* [Exercise data]
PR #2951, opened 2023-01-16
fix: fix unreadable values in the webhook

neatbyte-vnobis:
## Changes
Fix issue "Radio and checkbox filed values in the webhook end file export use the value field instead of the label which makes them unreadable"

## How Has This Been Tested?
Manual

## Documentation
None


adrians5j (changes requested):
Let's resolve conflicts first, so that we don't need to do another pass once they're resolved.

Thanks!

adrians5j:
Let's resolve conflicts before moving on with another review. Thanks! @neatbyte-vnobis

* [Task directions] Say only the number of lines above holding "another".

* [The answer] 2